No. He makes his share of small mistakes and sometimes scandalizes the influential, but it does not seem to matter.

He gets help because he seems to be worth helping; because he gives his mind not to the retention of power, but to the use of it in accomplishing what he was chosen to accomplish. He has signed a tariff bill. That was one great battle won. He had to have splendid support to win it, but he got the support. Has he rested on that victory? Not a minute. Now it is the currency bill and it will be that until he signs a currency bill that will satisfy the country. Then it will be the trusts, and the Lord knows what.

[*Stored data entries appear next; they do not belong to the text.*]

PR #1780, opened 2021-03-15
Remove redundant Math.floor()

Napuu:
Outer Math.floor() is already enough.
As edge scenario, let's assume Math.random returns 0.9999
and we call this function with 5.9999
=> Math.floor(0.9999 * 5.9999) = 5


velusgautam (approved):
LGTM 🙂

velusgautam:
@wbamberg

wbamberg (approved):
Sure, that sounds convincing :). Thanks for the update @Napuu !

PR #1781, opened 2021-03-18
Clarify example. Closes #1622

### LINKED ISSUE #1622: Object.prototype.isPrototypeOf
Replace existing example of the [isPrototypeOf] ([MDN]) by the following:

```js
function Foo() {}
function Bar() {}

Bar.prototype = Object.create(Foo.prototype);

const bar = new Bar();

console.log(Foo.prototype.isPrototypeOf(bar));
// expected output: true

console.log(Bar.prototype.isPrototypeOf(bar));
// expected output: true
```
Current example is vague.

[isPrototypeOf]: https://github.com/mdn/interactive-examples/blob/master/live-examples/js-examples/object/object-prototype-isprototypeof.js
[MDN]: https://developer.mozilla.org/en-US/docs/Web/JavaScript/Reference/Global_Objects/Object/isPrototypeOf

hinell:
More details at #1622

### DIFF
--- a/live-examples/js-examples/object/object-prototype-isprototypeof.js
+++ b/live-examples/js-examples/object/object-prototype-isprototypeof.js
@@ -1,12 +1,10 @@
-function object1() {}
-function object2() {}
+function Foo() {}
+function Bar() {}
 
-object1.prototype = Object.create(object2.prototype);
+Bar.prototype = Object.create(Foo.prototype);
 
-const object3 = new object1();
+const bar = new Bar();
 
-console.log(object1.prototype.isPrototypeOf(object3));
-// expected output: true
+console.log(Foo.prototype.isPrototypeOf(bar));
 
-console.log(object2.prototype.isPrototypeOf(object3));
-// expected output: true
+console.log(Bar.prototype.isPrototypeOf(bar));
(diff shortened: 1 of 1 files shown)


live-examples/js-examples/object/object-prototype-isprototypeof.js
```diff
@@ -1,12 +1,10 @@
...
+function Bar() {}
 
-object1.prototype = Object.create(object2.prototype);
+Bar.prototype = Object.create(Foo.prototype);
 
-const object3 = new object1();
+const bar = new Bar();
 
-console.log(object1.prototype.isPrototypeOf(object3));
-// expected output: true
```
velusgautam, line 9: Why you deleted expected outputs?

live-examples/js-examples/object/object-prototype-isprototypeof.js
```diff
@@ -1,12 +1,11 @@
...
+console.log(Foo.prototype.isPrototypeOf(bar));
```
wbamberg, line 8: This should have:

```
 // expected output: true
```

after it

wbamberg (changes requested):
Thanks @hinell . I like this change but it should have an `// expected output` line for both `console.log()` statements.

wbamberg (approved):
Thanks @hinell !

PR #1782, opened 2021-03-18
Added example for RegExp.prototype.hasIndices

SebastianZ:
This adds an interactive example for the [newly introduced `RegExp.prototype.hasIndices`](https://bugzilla.mozilla.org/show_bug.cgi?id=1519483) property.

This is in preparation of adding the related content.

Sebastian

### DIFF
--- a/live-examples/js-examples/regexp/meta.json
+++ b/live-examples/js-examples/regexp/meta.json
@@ -66,7 +66,7 @@
             "title": "JavaScript Demo: RegExp.prototype[@@split]",
             "type": "js"
         },
-        "regexPrototypeDotAll": {
+        "regexpPrototypeDotAll": {
             "exampleCode": "./live-examples/js-examples/regexp/regexp-prototype-dotall.js",
             "fileName": "regexp-prototype-dotall.html",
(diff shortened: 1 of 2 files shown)


chrisdavidmills (approved):
Thanks @SebastianZ ! This looks fine. The `DotAll` example works fine, and the `HasIndices` examples works fine in newest Firefox 88 build and newest Chrome Canary.

The only problem we've got here is that the [ESLint CI build is failing](https://travis-ci.com/github/mdn/interactive-examples/builds/220549120), I'm guessing because the version of ESLint we are using doesn't know about `hasIndices` yet. @schalkneethling can this be updated easily?

escattone:
I updated `eslint` to the latest version `7.23.0`, but it still doesn't recognize the `d` flag as it should. I'm going to merge this for now, and we can keep looking into resolving the `eslint` issue.

SebastianZ:
Muchas gracias, Ryan, for merging my PR! 😃

I assume, the `d` flag is just too new and therefore not implemented in Node.js yet.

Sebastian

PR #1784, opened 2021-03-23
Async generator examples

Rumyra:
Interactive examples for async generator docs; see https://github.com/mdn/content/pull/2861

Both statement and operator added.

NB there is an existing `statement-async-function-asterisk.js` which is a great example, but a great _in-page_ example. I have added `statement-asyncfunctionasterisk.js` as the interactive example. I have not removed the former in case it's being used somewhere I am unaware of 👍


wbamberg (changes requested):
eek, sorry to be slow reviewing this @Rumyra . 

These examples look great, but you need to update the metadata to tell the site builder about these examples, or they won't get built: https://github.com/mdn/interactive-examples/blob/master/CONTRIBUTING-JavaScript.md#updating-the-metadata.

> NB there is an existing statement-async-function-asterisk.js which is a great example, but a great in-page example. I have added statement-asyncfunctionasterisk.js as the interactive example. I have not removed the former in case it's being used somewhere I am unaware of 👍

I think it would be better to replace that example with the new one. I can't imagine an example in this repo could be being used as anything other than an interactive example.

Rumyra:
Okey dokey - I have tidied this up a bit - made sure the metadata is up to date and copied over the existing example `statement-async-function-asterisk.js` and renamed the other because 👍

wbamberg (approved):
Thanks @Rumyra , these are super clean examples!

PR #1798, opened 2021-04-14
change no-invalid-regexp to warn for hasindices

escattone:
Changing the `no-invalid-regexp` rule to a warning (rather than a error), but only for `**/regexp/regexp-prototype-hasindices.js`. We can remove this change once `eslint` recognizes the `"d"` flag to the `RegExp` constructor.

This will get the builds passing again after they were broken by #1782.

### DIFF
--- a/.eslintrc.js
+++ b/.eslintrc.js
@@ -226,6 +226,13 @@ module.exports = {
             },
         },
         {
+            // Only until the "d" flag is supported by eslint.
+            files: ['**/regexp/regexp-prototype-hasindices.js'],
+            rules: {
+                'no-invalid-regexp': 'warn',
+            },
+        },
+        {
             files: ['**/set/set-prototype-foreach.js'],
             rules: {
                 'no-unused-vars': 'off',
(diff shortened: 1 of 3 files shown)


peterbe:
What about upgrading to [`eslint` 7.24.0](https://www.npmjs.com/package/eslint/v/7.24.0) first?

escattone:
@peterbe 

> What about upgrading to [`eslint` 7.24.0](https://www.npmjs.com/package/eslint/v/7.24.0) first?

I tried that first, but it didn't help.

escattone:
@peterbe In fact, I'll add that upgrade to this PR, just to show that approach doesn't resolve the issue (the warning is still issued).

peterbe:
So even the latest version of eslint doesn't like this `d` flag. 
https://travis-ci.com/github/mdn/interactive-examples/builds/222796771 from https://github.com/mdn/interactive-examples/pull/1796
I'm guessing this new `d` flag is that something that's bleeding edge super-new that not even latest eslint can recognize it?

schalkneethling (approved):

PR #3979, opened 2023-11-15
`rz_io_write_at`: Return silently if len <= 0.

Rot127:

**Detailed description**

Return silently if `len <= 0` and add docs for function.

**Test plan**

...

**Closing issues**

...

### DIFF
--- a/librz/io/io.c
+++ b/librz/io/io.c
@@ -353,11 +353,24 @@ RZ_API int rz_io_nread_at(RzIO *io, ut64 addr, ut8 *buf, int len) {
 	return ret;
 }
 
+/**
+ * \brief Writes \p len bytes of data from \p buf to \p addr into the given \p io.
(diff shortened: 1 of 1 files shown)


ret2libc:
Why this? Where was the _assert_ being triggered?

XVilka:
Why would we ever want to write negative amount of bytes? Shouldn't it be solved at the root of the problem?

Rot127:
\*sign\* I was a little stupid. I thought for whatever reason that those `rz_return_val_if_fail` get removed by a release build. Ignore it please.

XVilka:
@Rot127 in fact, that `int len` could be converted into `ut64 len`, since negative length doesn't make sense, and we should be able to write chunks bigger than 4Gb size. Then your addition of the documentation could be a good PR too.

Issue #3996, opened 2023-11-21
Extended RzIL VM setup/IO cache handling


Rot127:
**Is your feature request related to a problem? Please describe.**

Opening a binary and emulating it with RzIL fails out of the box if the binary writes to memory.
Because writable memory regions are not mapped by default. So each memory write of the VM is ignored.

Hence the emulation is incorrect.

**Describe the solution you'd like**

We need a way to initialize the VM and with it the required memory regions (if any are known).

**Describe alternatives you've considered**

A current work-around is enabling io.cache with `e io.cache=1`. This makes all memory writable.
But this is obviously not nice, since we cannot detect access violations this way.

**Additional context**

Whatever the concrete implementation is, it should allow to:
- Initialize the VM without any additional configuration
  - Have commands to do this manually (like `aeim` for stack setup).
- Initialize the VM and setup as much as possible automatially (e.g. the memory regions + access rights)
  - If a single setup step fails, notify the user.

PR #4032, opened 2023-12-13
[RzIL] Warn the user about `io.cache`

Rot127:

**Detailed description**

It took me again way to long to resolve a "bug" which simply was a disabled `io.cache` setting.

I hope this warning helps at least somewhat until we address https://github.com/rizinorg/rizin/issues/3996

**Test plan**

All green

**Closing issues**

...

### DIFF
--- a/librz/analysis/il/analysis_il.c
+++ b/librz/analysis/il/analysis_il.c
@@ -91,12 +91,28 @@ static void setup_vm_from_config(RzAnalysis *analysis, RzAnalysisILVM *vm, RzAna
 static void setup_vm_init_state(RzAnalysisILVM *vm, RZ_NULLABLE RzAnalysisILInitState *is, RZ_NULLABLE RzReg *reg);
 
 /**
+ * \brief Checks if io.cache = true and warns the user if it is unset.
+ * Wthout it IL memory writes are ignored.
+ *
+ * See https://github.com/rizinorg/rizin/issues/3996 for a general
+ * problem description.
+ */
+static void check_io_cache_setting(const RzAnalysis *a) {
+	rz_return_if_fail(a);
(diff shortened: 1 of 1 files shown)


librz/analysis/il/analysis_il.c
```diff
@@ -90,13 +90,29 @@ RZ_API void rz_analysis_il_config_add_label(RZ_NONNULL RzAnalysisILConfig *cfg,
...
+}
+
 /**
  * Create and initialize an RzAnalysisILVM with the current arch/cpu/bits configuration and plugin
  * \p init_state_reg optional RzReg to take variable values from, unless the plugin overrides them using RzAnalysisILInitState
  * \return RzAnalysisRzil* a pointer to RzAnalysisILVM instance
  */
 RZ_API RZ_OWN RzAnalysisILVM *rz_analysis_il_vm_new(RzAnalysis *a, RZ_NULLABLE RzReg *init_state_reg) {
 	rz_return_val_if_fail(a, NULL);
+	check_io_cache_setting(a);
```
thestr4ng3r, line 115: Better put this only in the command that calls it, `rz_analysis_il_vm_new()` may be used outside an interactive context.

thestr4ng3r (changes requested):

thestr4ng3r:
My 2 cents, I don't think it is a good idea to suggest users unconditionally to use io.cache since the correct way is to set up appropriate writable maps. This warning would show even if the user has set up these maps by themselves already, in which case enabling io.cache would be wrong.

Rot127:
> This warning would show even if the user has set up these maps by themselves already,

Would it be fine for you if we add this to the note? Meaning that users can setup the maps themselves?

Rot127:
-.- Forgot of cause about all the test we would need to update. This doesn't makes sense of cause.

PR #4078, opened 2024-01-06
Adding missing operation in bitvector lib and core theory

Heersin:

**Detailed description**

1. Add some basic operations in util/bitvector

some of them are defined and implemented in rzil vm, but has no implementation in util/bitvector lib

```C
RZ_API RZ_OWN RzBitVector *rz_bv_pred(RZ_NONNULL RzBitVector *bv);
RZ_API RZ_OWN RzBitVector *rz_bv_succ(RZ_NONNULL RzBitVector *bv);
RZ_API bool rz_bv_arshift(RZ_NONNULL RzBitVector *bv, ut32 dist);
RZ_API RZ_OWN RzBitVector *rz_bv_cast(RZ_NONNULL RzBitVector *bv, ut32 to_size, bool fill_bit);
RZ_API RZ_OWN RzBitVector *rz_bv_signed_cast(RZ_NONNULL RzBitVector *bv, ut32 to_size);
RZ_API RZ_OWN RzBitVector *rz_bv_unsigned_cast(RZ_NONNULL RzBitVector *bv, ut32 to_size);

RZ_API bool rz_bv_slt(RZ_NONNULL RzBitVector *x, RZ_NONNULL RzBitVector *y);
RZ_API bool rz_bv_ult(RZ_NONNULL RzBitVector *x, RZ_NONNULL RzBitVector *y);
RZ_API bool rz_bv_sgt(RZ_NONNULL RzBitVector *x, RZ_NONNULL RzBitVector *y);
RZ_API bool rz_bv_ugt(RZ_NONNULL RzBitVector *x, RZ_NONNULL RzBitVector *y);
RZ_API bool rz_bv_sge(RZ_NONNULL RzBitVector *x, RZ_NONNULL RzBitVector *y);
RZ_API bool rz_bv_uge(RZ_NONNULL RzBitVector *x, RZ_NONNULL RzBitVector *y);
```

<del> 2. Add two new operation `pred` and `succ` to rzil bitvector theory </del>
After basic bitvector theory implemented in rizin, two operation were added to core theory basic, defined in [basic](http://binaryanalysisplatform.github.io/bap/api/master/bap-core-theory/Bap_core_theory/Theory/module-type-Basic/index.html#val-pred) 

similar to `inc` and `dec` operation in machine instruction
`pred x` get the predecessor of x in 2^n modulo
`succ x` get the successor of x in 2^n modulo

**Test plan**

unit test
`test_bitvector`

**Closing issues**

...

### DIFF
--- a/librz/util/bitvector.c
+++ b/librz/util/bitvector.c
@@ -1509,7 +1509,7 @@ RZ_API bool rz_bv_is_all_one(RZ_NONNULL const RzBitVector *x) {
 }
 
 /**
- * get predecessor of bv (dec 1)
+ * get predecessor of bv (dec 1) in 2^n modulo
  * \param bv
  * \return predecessor of bv
  */
@@ -1530,12 +1530,33 @@ RZ_API RZ_OWN RzBitVector *rz_bv_pred(RZ_NONNULL RzBitVector *bv) {
 }
 
 /**
+ * get successor of bv (inc 1) in 2^n modulo
+ * \param bv
+ * \return successor of bv
+ */
+RZ_API RZ_OWN RzBitVector *rz_bv_succ(RZ_NONNULL RzBitVector *bv) {
+	rz_return_val_if_fail(bv, NULL);
+	ut32 len = bv->len;
+	if (len <= 64) {
+		ut64 val = rz_bv_to_ut64(bv);
+		val += 1;
+		return rz_bv_new_from_ut64(len, val);
+	}
+
+	RzBitVector *one = rz_bv_new_one(len);
+	RzBitVector *result = rz_bv_sub(bv, one, NULL);
+	rz_bv_free(one);
+
+	return result;
+}
+
+/**
  * Arithmetic right shift of bv, shift right with (msb bv) bit filled
  * \param bv
  * \param dist shift distance
  * \return true if success
  */
-RZ_API bool rz_arshift(RZ_NONNULL RzBitVector *bv, ut32 dist) {
+RZ_API bool rz_bv_arshift(RZ_NONNULL RzBitVector *bv, ut32 dist) {
 	rz_return_val_if_fail(bv, false);
 	bool msb = rz_bv_msb(bv);
 	return rz_bv_rshift_fill(bv, dist, msb);
--- a/librz/util/bitvector.c
+++ b/librz/util/bitvector.c
@@ -1507,3 +1507,141 @@ RZ_API bool rz_bv_is_all_one(RZ_NONNULL const RzBitVector *x) {
 	}
 	return true;
 }
+
+/**
+ * get predecessor of bv (dec 1)
+ * \param bv
+ * \return predecessor of bv
+ */
+RZ_API RZ_OWN RzBitVector *rz_bv_pred(RZ_NONNULL RzBitVector *bv) {
+	rz_return_val_if_fail(bv, NULL);
+	ut32 len = bv->len;
+	if (len <= 64) {
+		ut64 val = rz_bv_to_ut64(bv);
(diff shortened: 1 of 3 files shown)


librz/util/bitvector.c
```diff
@@ -1507,3 +1507,162 @@ RZ_API bool rz_bv_is_all_one(RZ_NONNULL const RzBitVector *x) {
...
+ * get predecessor of bv (dec 1) in 2^n modulo
+ * \param bv
+ * \return predecessor of bv
+ */
+RZ_API RZ_OWN RzBitVector *rz_bv_pred(RZ_NONNULL RzBitVector *bv) {
+	rz_return_val_if_fail(bv, NULL);
+	ut32 len = bv->len;
+	if (len <= 64) {
+		ut64 val = rz_bv_to_ut64(bv);
+		val -= 1;
```
b1llow, line 1521: So what should pred 0 be?

DMaroo: I suppose it would be `0xfff...` (for `len` bits), given that we are doing `pred` modulo `2^n`.

DMaroo (approved):
Looks good to me! But I just have a question, why do we need these as ops? Is there a specific use-case? I don't see a reason why one cannot use the `ADD` and `SUB` ops by themselves to get these values. It'd be nicer to not have multiple redundant ways of doing the same thing.

b1llow:
I also have a feeling that what's more needed might be something like `(leading|tailing)_(one|zero|sign)s`? Though there are none of those in bap either.

librz/util/bitvector.c
Heersin: > So what should pred 0 be?

pred 0 gets 0xffff... according to bap description and its implementation

Heersin:
> I also have a feeling that what's more needed might be something like `(leading|tailing)_(one|zero|sign)s`? Though there are none of those in bap either.

yeah, but bap does not choose to provide them. Maybe it reserves `pred` and `succ` to generate (n + 1), (n - 1), and some sequence like (pred (pred ( ... 0)))... I guess.

DMaroo:
I feel that the `pred` and `succ` ops are there just due to their significance in functional programming per se. They are just residues of that paradigm, probably. I don't think they are any more useful than the ops we already have.

In any case, I wouldn't be against adding these two ops, but I just wanted to know the motivation behind them.

Heersin:
> I feel that the `pred` and `succ` ops are there just due to their significance in functional programming per se. They are just residues of that paradigm, probably. I don't think they are any more useful than the ops we already have.
> 
> In any case, I wouldn't be against adding these two ops, but I just wanted to know the motivation behind them.

yes, I also feel that they are here due to keep a consistence with functional programming. In fact, I just need the functions in util/bitvector to assist in implementing some floating point operations. The two omitted operations of rzil were just added by the way, just feel they maybe used in functional programming style without any strong motivation. As for the implementation motivation in bap, I will ask again.

XVilka:
I agree with @DMaroo and @imbillow, while these ops might be legit so far there are no instructions that require them and all logic could be expressed without them. Let's keep in mind that leaner VM is slightly faster, easier to test, and easier to keep "sound". I would say if you don't need it them for anything in particular - let's not add them.

XVilka (changes requested):
Please keep the bitvector changes but remove new ops, then we can merge.

librz/util/bitvector.c
wargio: add a test

wargio (changes requested):
add a test for pred & succ on limit cases.

XVilka (approved):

But it is safe to bet that Mr. Wilson also knows what. He has thought out a great many problems of government. He will always know of things that ought to be done to improve the life of the people, and he will always have a program for doing the next thing on his list, and will always push it as hard as seems to him practicable and, probably, much harder than will seem expedient to most observers. He has shown himself to be a great driving force, and the kind of one that gains ground because of the forces that he can carry with him. What he is after will always be as clear as he can make it, and it will be important, and those that are for it will be confident that they will get it if they win, and those that are against it will know what they are against. There is a good prospect for clean political and economic issues in this country for some time to come; issues about which people will have to think, and on which they will divide. The question is going to be how much improvement the country can stand in a given time. The patient is on the operating table. No doubt he needs to have a good deal done, but if his pulse begins to sink, off he will have to come, and wait until he gets stronger. Otherwise the disposition is to make a new man of him and do it now.

And so, small matters are not going to make so much difference as they might if less important changes were imminent. It may be true that the trousers of all the cabinet bag at the knees, but nobody cares much. Mr. Bryan may talk in the Chautauqua circuit, and do lots of other unusual things, Mr. McAdoo's department may make mistakes in its income-tax circulars, Mr. Daniels may behave at times too much like Mr. Daniels, Mr. McReynolds's young men may show a too voluble zeal in prosecution, but it will be a mistake to expand occurrences of that size into evidences of administrative failure. Cromwell had a wart on his nose, but still was esteemed an efficient man. His trousers would undoubtedly have bagged at the knees if he had worn trousers, but his statue stands at last by the Parliament House in London.

President Wilson's administration is likely to win or lose on wagers of considerable size. It may be a good administration or it may be a bad one, but there is no sign or symptom that it is going to be a piker.